Abstract
Interleukin-17 (IL-17) has been associated with the pathogenesis of numerous autoimmune diseases. CD4+ T cells secreting IL-17 are termed Th17 cells. CD8+ T cells, designated Tc17 cells, are also capable of secreting IL-17. Here we describe a population of Tc17 cells characterized by the expression of surface CD146, an endothelial adhesion molecule. These cells display signatures of a human Tc17 genotype and phenotype. Circulating CD8+CD146+ T cells are present in low levels in healthy adults. Elevations in CD8+CD146+ T cells are found in as Behcet’s disease and birdshot retinochoroidopathy, which have been reported to have HLA class I associations.

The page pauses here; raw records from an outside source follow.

PR #361, opened 2021-07-29
Fix runtime errors

drewhershey:
This PR fixes various, usually small, pieces of code that were causing Undefined Behavior Sanitizer + clang (in Ubuntu) to generate runtime errors and/or seg faults while the game was running.

Tested that it compiles and works with g++ using the default SConstruct file as well. G++ doesn't catch as many runtime errors as clang, I think because clang recognizes some optional UBSan flags that g++ doesn't. 

See comments on individual commits for more info on them. I did a lot of digging/researching/testing for these fixes so I feel pretty good about the quality of them, but if any of them look weird or something I don't have any problem with just scrapping them all, since unless the Docker image starts compiling with clang these were all issues that didn't seem to actually be causing crashes.


code/code/disc/disc_adv_adventuring.h
```diff
@@ -19,8 +19,7 @@ class CDAdvAdventuring : public CDiscipline
     CSkill skForage;
     CSkill skSeekWater;
     CSkill skSkin;
-    CSkill skDivination;
```
cizra, line 22: Can you delete this whole mess, instead, and rely on default constructors?

code/code/disc/disc_murder.h
```diff
@@ -36,23 +36,19 @@
...
 {
 public:
-    CSkill skGarrotte;
     CSkill skThroatSlit;
 
     CDMurder()
-      : CDiscipline(),
-      skGarrotte(),
+      : CDiscipline(),  
       skThroatSlit() {
```
cizra, line 43: Try deleting these constructors and assignment operator?

code/code/disc/disc_thief_fight.h
```diff
@@ -28,22 +28,26 @@ class CDThiefFight : public CDiscipline
...
 public:
     CSkill skDodgeThief;
+    CSkill skGarrotte;
     CSkill skDualWieldThief;
 
     CDThiefFight()
       : CDiscipline(),
       skDodgeThief(),
+      skGarrotte(),
       skDualWieldThief() {
```
cizra, line 38: Try deleting

code/code/misc/monster.h
```diff
@@ -115,7 +115,8 @@ class TMonster : public TBeing {
     // VIRTUAL FUNCTIONS
     virtual double baseDamage() const;
     virtual int grenadeHit(TTrap *);
-    virtual int checkSpec(TBeing *, cmdTypeT, const char *, TThing *);
+    using TThing::checkSpec;
```
cizra, line 118: Which problem is this line fixing?

code/code/misc/periodic.cc
```diff
@@ -2080,8 +2080,10 @@ int TObj::updateBurning(void)
     // suppose we have a wooden staff, 4000 volume, 20 structure and 500
     // flammability, (20/4000)=.005, .005*500 = 2.5, 20/2.5 = 8
     // so it will burn for approx 8 rounds
-    int burnamount = (int)((double)((double)getMaxStructPoints()/getVolume())*
-			       material_nums[getMaterial()].flammability);
+
+    // (getVolume() | 1) avoids division by zero edge case
```
cizra, line 2084: Huh, what a "creative" approach.
is it OK that a volume of 100 now magically starts to be 101?
Why the double cast to `double`? Why the explicit cast to int?

code/code/misc/player_data.cc
```diff
@@ -1084,7 +1084,7 @@ void do_the_player_stuff(const char *name)
     return;
 
   // skip faction data
-  if (strlen(name) > 6 && !strcmp(&name[strlen(name) - 8], ".faction"))
+  if (strlen(name) > 8 && !strcmp(&name[strlen(name) - 8], ".faction"))
```
cizra, line 1087: why not sstring(name).endsWith(".faction")? if it doesn't exist, let's write it, instead of perpetuating this eyebleed.

code/code/misc/weather.cc
```diff
@@ -751,7 +746,7 @@ void Weather::weatherChange()
   // keep in range 1040 - 960
 
   int diff = 0;
-  changeWeatherT change;
+  Weather::changeWeatherT change = Weather::CHANGE_NONE;
```
cizra, line 749: Could you explain why `Weather::` is necessary in `Weather::changeWeatherT`?

code/code/sys/db.cc
```diff
@@ -3437,15 +3437,16 @@ void runResetCmdZ(zoneData &zone, resetCom &rs, resetFlag flags, bool &mobload,
 
 void runResetCmdY(zoneData &zone, resetCom &rs, resetFlag flags, bool &mobload, TMonster *&mob, bool &objload, TObj *&obj, bool &last_cmd)
 {
+  if (!mob || !mobload) {    
+    return;
```
cizra, line 3441: should log an error, complete with zone name and any other helpful data.

cizra (changes requested):

code/code/misc/monster.h
drewhershey: Without that line, or if I had two separate overloads there with simply a different parameter type as the final parameter (one being the original TThing* and one being TObj*) I got tons of compiler warnings about hiding an overload whenever thing.h was used in the same file as monster.h (IIRC). From researching it, adding that using statement was one thing that was suggested on places like StackOverflow as a way to avoid those types of warnings.

code/code/misc/periodic.cc
drewhershey: > Huh, what a "creative" approach.

Guessing that's sarcasm, haha. 

> is it OK that a volume of 100 now magically starts to be 101?

Not entirely sure what you mean here, which makes me think that I misunderstood how short circuiting works in C++. From looking it up I was under the impression that doing the `(getVolume() | 1)` there would behave similarly to how I use them in JavaScript, where if `getVolume()` resolves to a truthy value it will ignore the `| 1`, whereas if `getVolume()` is falsy it will replace it with the value on the other side of the `|` operator. But I take it that's not correct?

> Why the double cast to double? Why the explicit cast to int?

Sarcoidosis does not have a class I association and displays an increase in CD4+ CD146+ T cells but not in CD8+CD146+ T cells. CD146 on these cells may facilitate their ability to bind to, and migrate through, endothelium, as has been reported for CD4+CD146+ T cells.
Keywords: CD146/MCAM, Tc17, inflammation, class I antigen
1. Introduction
The interleukin-17 (IL-17) family of pro-inflammatory cytokines plays an important role in the pathogenesis of autoimmune, inflammatory, and allergic diseases, as well as in host defenses against microbial infections. Studies in both human and mouse models have shown that rheumatoid arthritis, inflammatory bowel disease, psoriasis, multiple sclerosis, Behcet’s disease, and sarcoidosis, are among the autoimmune diseases in which IL-17 has a putative role (1).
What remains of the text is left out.